### Work required:
Search the records for "subitems" and copy each line that holds it.

(Stored data entries)

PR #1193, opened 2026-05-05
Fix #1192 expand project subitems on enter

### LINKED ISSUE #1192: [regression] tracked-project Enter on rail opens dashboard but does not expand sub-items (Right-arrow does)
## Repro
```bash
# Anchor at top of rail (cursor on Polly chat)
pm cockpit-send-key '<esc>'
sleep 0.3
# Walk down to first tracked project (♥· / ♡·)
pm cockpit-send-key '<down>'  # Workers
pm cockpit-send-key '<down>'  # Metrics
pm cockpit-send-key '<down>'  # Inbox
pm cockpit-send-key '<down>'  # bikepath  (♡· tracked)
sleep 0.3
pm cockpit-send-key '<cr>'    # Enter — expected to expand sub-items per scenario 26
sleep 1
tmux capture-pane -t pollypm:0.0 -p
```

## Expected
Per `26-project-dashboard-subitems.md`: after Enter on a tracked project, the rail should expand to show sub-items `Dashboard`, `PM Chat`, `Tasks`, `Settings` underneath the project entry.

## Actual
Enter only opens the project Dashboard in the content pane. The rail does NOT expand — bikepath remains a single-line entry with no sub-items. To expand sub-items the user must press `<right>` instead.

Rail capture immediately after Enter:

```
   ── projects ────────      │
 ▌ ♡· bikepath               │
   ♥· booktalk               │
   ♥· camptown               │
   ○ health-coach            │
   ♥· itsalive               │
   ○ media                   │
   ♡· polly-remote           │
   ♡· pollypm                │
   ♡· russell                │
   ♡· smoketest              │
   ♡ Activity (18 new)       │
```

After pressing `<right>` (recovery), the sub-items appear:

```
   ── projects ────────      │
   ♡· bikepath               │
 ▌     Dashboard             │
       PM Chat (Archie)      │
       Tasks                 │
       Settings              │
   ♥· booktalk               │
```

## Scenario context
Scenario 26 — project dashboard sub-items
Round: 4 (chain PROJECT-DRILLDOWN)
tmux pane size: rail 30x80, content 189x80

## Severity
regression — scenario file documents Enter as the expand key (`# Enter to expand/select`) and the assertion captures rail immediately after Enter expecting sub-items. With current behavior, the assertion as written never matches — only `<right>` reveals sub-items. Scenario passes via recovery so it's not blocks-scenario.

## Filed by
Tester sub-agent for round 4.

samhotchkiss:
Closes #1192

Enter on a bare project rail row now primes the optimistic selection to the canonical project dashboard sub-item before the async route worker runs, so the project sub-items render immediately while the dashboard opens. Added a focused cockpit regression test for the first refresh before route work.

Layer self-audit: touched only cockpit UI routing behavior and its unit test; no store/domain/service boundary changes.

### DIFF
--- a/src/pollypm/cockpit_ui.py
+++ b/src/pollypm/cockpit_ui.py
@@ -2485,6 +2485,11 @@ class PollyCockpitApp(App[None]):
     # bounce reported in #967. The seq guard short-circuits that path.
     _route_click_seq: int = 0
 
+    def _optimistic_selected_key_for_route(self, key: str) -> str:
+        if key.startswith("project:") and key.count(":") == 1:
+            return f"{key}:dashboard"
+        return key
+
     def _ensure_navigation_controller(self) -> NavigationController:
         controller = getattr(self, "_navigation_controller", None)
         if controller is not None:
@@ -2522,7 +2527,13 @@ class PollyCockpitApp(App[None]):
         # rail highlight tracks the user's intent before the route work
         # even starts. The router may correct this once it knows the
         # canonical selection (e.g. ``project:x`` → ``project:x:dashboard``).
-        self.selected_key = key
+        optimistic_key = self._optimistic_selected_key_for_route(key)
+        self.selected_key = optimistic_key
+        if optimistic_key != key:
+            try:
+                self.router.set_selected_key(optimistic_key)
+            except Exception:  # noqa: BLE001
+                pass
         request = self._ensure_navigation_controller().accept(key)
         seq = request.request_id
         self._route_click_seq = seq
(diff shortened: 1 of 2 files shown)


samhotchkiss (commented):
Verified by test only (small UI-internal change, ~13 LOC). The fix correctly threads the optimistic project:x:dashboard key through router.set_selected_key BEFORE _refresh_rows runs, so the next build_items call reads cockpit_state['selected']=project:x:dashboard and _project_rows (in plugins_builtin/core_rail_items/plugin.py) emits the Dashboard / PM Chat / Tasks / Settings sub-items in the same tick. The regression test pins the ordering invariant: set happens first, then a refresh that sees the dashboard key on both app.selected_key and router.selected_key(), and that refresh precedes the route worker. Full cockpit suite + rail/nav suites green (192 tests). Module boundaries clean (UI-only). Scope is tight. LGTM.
...
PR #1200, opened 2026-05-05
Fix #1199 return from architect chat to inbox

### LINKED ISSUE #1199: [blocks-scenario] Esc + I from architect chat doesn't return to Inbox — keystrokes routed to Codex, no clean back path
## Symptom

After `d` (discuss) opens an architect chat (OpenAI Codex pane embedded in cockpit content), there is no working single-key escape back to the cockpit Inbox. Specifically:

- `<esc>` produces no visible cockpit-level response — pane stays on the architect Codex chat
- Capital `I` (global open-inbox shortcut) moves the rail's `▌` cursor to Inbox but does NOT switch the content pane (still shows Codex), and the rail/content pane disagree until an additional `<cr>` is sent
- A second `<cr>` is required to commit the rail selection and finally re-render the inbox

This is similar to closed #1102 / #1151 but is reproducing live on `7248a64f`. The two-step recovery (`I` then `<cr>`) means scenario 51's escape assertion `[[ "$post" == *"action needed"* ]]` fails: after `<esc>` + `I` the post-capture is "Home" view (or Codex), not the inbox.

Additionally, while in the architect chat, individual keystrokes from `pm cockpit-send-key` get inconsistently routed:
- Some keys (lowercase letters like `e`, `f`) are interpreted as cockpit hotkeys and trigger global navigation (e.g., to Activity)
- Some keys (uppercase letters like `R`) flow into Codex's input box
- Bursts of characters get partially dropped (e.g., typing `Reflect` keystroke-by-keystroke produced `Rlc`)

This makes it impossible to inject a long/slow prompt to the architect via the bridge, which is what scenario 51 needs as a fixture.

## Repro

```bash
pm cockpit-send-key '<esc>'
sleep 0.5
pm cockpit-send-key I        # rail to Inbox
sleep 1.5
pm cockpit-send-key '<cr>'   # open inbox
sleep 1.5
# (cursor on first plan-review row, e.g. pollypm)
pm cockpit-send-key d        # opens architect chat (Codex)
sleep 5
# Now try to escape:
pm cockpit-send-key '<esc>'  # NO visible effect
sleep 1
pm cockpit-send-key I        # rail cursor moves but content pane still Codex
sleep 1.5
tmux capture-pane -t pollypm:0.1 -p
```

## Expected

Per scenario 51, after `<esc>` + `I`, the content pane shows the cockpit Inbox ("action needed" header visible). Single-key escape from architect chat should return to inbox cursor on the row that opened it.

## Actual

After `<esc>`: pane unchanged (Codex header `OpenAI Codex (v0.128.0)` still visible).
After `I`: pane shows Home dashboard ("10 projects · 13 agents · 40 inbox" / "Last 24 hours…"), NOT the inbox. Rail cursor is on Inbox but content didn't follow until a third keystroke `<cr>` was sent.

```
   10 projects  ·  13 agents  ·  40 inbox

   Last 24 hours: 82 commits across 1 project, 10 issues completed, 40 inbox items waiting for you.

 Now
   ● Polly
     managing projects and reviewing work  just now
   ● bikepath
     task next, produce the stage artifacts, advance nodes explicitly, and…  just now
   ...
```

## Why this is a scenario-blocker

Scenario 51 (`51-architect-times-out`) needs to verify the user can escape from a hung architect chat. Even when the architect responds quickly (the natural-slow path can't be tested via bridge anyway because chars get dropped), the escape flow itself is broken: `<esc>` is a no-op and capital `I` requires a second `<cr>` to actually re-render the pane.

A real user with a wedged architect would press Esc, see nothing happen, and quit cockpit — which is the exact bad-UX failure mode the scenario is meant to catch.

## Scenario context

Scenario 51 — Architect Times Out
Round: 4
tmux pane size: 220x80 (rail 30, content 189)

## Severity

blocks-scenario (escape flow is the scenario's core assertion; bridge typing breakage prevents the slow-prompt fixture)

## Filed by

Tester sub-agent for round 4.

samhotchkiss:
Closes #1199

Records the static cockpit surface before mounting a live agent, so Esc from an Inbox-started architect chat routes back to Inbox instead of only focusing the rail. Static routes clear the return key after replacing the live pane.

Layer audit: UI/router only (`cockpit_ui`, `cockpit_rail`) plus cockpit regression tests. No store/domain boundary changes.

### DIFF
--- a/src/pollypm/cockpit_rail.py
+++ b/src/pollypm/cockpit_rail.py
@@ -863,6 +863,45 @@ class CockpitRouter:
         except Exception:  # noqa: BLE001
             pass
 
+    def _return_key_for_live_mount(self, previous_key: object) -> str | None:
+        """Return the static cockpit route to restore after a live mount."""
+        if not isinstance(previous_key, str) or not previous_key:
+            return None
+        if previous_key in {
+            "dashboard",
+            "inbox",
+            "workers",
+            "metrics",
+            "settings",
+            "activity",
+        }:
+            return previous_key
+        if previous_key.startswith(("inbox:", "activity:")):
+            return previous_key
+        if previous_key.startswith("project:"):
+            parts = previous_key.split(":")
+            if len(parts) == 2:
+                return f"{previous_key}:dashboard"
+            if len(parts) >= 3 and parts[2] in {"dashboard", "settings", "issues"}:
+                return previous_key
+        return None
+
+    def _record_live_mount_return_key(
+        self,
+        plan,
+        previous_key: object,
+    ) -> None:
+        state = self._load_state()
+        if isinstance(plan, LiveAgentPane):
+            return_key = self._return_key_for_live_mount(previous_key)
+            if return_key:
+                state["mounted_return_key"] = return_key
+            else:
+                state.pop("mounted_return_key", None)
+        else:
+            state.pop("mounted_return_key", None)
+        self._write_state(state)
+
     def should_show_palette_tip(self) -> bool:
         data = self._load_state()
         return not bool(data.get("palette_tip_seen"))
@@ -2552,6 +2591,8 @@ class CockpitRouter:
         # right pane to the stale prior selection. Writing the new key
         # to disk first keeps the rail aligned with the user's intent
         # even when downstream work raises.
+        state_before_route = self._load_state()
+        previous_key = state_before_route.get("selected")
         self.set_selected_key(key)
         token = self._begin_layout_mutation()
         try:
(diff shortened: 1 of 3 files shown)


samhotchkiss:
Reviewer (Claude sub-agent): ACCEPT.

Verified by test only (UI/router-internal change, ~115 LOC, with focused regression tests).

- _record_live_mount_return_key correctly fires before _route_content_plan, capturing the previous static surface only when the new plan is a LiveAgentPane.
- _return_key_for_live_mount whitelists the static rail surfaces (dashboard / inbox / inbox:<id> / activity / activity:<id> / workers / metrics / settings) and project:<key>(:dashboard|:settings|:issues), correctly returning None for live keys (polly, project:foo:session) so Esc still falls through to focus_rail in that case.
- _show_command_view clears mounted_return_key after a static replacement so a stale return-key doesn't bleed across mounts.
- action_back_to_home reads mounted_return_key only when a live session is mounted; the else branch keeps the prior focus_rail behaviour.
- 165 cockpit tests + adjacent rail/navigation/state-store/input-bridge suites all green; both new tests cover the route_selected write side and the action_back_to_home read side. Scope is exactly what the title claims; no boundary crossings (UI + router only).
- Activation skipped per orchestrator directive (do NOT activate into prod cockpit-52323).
==
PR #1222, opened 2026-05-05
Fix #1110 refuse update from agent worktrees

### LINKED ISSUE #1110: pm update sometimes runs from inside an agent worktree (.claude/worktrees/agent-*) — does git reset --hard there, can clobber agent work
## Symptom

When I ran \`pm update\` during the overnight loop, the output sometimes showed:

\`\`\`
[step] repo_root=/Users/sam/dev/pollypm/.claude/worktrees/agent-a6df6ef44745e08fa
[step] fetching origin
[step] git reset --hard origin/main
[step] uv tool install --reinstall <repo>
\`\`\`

### Response:
Fix #1192 expand project subitems on enter
Per `26-project-dashboard-subitems.md`: after Enter on a tracked project, the rail should expand to show sub-items `Dashboard`, `PM Chat`, `Tasks`, `Settings` underneath the project entry.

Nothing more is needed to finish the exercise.